You should be able to deliver *motor amps* up to the max current limit for the amount of time that it's rated for duty cycle at that amount. If that's 10 seconds, you have a problem for a hill. Most numbers I've seen have been 5 minutes. If it takes you more time to climb the hill than that, you'll either be forced to slow down (thermal limits reached, controller will go into "limp mode" or shut down), or you will need to take your foot out of it to get back to the "continuous" rated current.


----------



## vgslimo (Oct 21, 2008)

TX_Dj said:


> You should be able to deliver *motor amps* up to the max current limit for the amount of time that it's rated for duty cycle at that amount. If that's 10 seconds, you have a problem for a hill. Most numbers I've seen have been 5 minutes.
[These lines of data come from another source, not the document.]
PR #681, opened 2025-08-13
Fix log component tests with Zenoh

azeey:
# 🦟 Bug fix

Builds on top of #680 

## Summary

If it takes you more time to climb the hill than that, you'll either be forced to slow down (thermal limits reached, controller will go into "limp mode" or shut down), or you will need to take your foot out of it to get back to the "continuous" rated current..


sorry 4 quick hijack but doesn't a higher voltage system generaly mean lower amps so will this help a vehicle go up a long mountain?


----------



## deadtoaster2 (Oct 23, 2008)

So basically what you are saying is that when you begin to go up the hill it would go up to the max current rating of the motor. Once that was reached the motor would begin to overheat and if the motor had a thermal sensor it would set off the little light? However this could be fixed simply by slowing down and trying to get the amps down much lower? By slowing down the rpm's would drop and you would get more torque which would push you up the hill no problem but at a much slower speed? 

In an ICE you would downshift to get more torque at a higher RPM, could you do the opposite and up-shift with an electric motor to get lower RPM's, more torque and less amperage draw?

Thanks for answering.


----------



## frodus (Apr 12, 2008)

deadtoaster2 said:


> So basically what you are saying is that when you begin to go up the hill it would go up to the max current rating of the motor. Once that was reached the motor would begin to overheat and if the motor had a thermal sensor it would set off the little light? However this could be fixed simply by slowing down and trying to get the amps down much lower? By slowing down the rpm's would drop and you would get more torque which would push you up the hill no problem but at a much slower speed?
> 
> In an ICE you would downshift to get more torque at a higher RPM, could you do the opposite and up-shift with an electric motor to get lower RPM's, more torque and less amperage draw?
> 
> Thanks for answering.


thats not really what he's saying. Just because you're going up a hill doesn't mean you'll automatically max out the controller amps. It all depends on how much current the motor wants per RPM (see the motor torque curve). If you need xxxftlbs of torque to go up a hill, it will correlate to a given xxxAmps.

If 400A is what the motor "wants", and the controller is a good controller, it'l throttle back so that it stays ONLY at 400A and doesn't go past that. If the motor is rated for LESS than 400A, it might start to heat up and smoke. Its best to match the two together, or at least have the motor handle everything the controller can throw at it.

Slowing down RPM's make the torque increase, but higher torque = higher amps. It would push you up the hill at slower speed, but at a higher current. Amps is torque, volts is RPM.

You still downshift with an EV. Upshifting would cause you to lose almost all your generated torque. Best thing to do is to use the transmission to keep the motor in a good spot so that the Amp draw at low vehicle speed is lower.


----------



## deadtoaster2 (Oct 23, 2008)

alright thanks. I think I get it now.


----------